_About this task:_ Only the lines with "installing" in the entries below belong in the answer; please copy them.

Recorded data:

──────────

PR #190, opened 2021-03-14
Fix service unit file on Arch Linux

marc0der:
Fixes a bug introduced by https://github.com/AdnanHodzic/auto-cpufreq/pull/187

Changes the systemd unit file inplace when installing on Arch from the installer script.


AdnanHodzic:
This is great, as always thank you for your contribution!

PR #206, opened 2021-06-01
Adding Support for void linux

shubham-cpp:
The packages are very similar to that of arch so I dont think this is create a much of a difference


shubham-cpp:
Sorry, ignore this pull request, void linux uses runit has init system so will have to further check if everything is working as expected

PR #211, opened 2021-06-24
added endeavouros for arch based system

adam4nj:
added endeavour os as a target for arch based systems


AdnanHodzic:
Sorry for such delayed reply/review.

LGTM and thank you for your contribution!

PR #235, opened 2021-08-20
Added Void Linux support (runit)

jpnt:


AdnanHodzic:
@jpnt looks great, thank you for you contribution!

Issue #200, opened 2021-05-31
[Request] Add support for artix (non systemd support)


Juliaria08:
### Error output:
```text
Systemd is not installed, wont work
```
Consider supporting [Artix Linux](https://artixlinux.org/)

AdnanHodzic:
Related: #29

AdnanHodzic:
Support for Artix has been added as part of #237. 

Please pull the latest changes and perform install using [auto-cpufreq-installer](https://github.com/AdnanHodzic/auto-cpufreq/#auto-cpufreq-installer)

AdnanHodzic:
Problem fixed again as part of: #706

PR #237, opened 2021-08-27
Artix runnit support

explosion-mental:
seemed easy enough to add it thanks to void linux steps. Although artix supports other inits which I haven't tried it. Maybe checking if the `runnit` directory exist before installing the daemon, else print manual installations..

──────────

_Finished exercise:_
Changes the systemd unit file inplace when installing on Arch from the installer script.
seemed easy enough to add it thanks to void linux steps. Although artix supports other inits which I haven't tried it. Maybe checking if the `runnit` directory exist before installing the daemon, else print manual installations..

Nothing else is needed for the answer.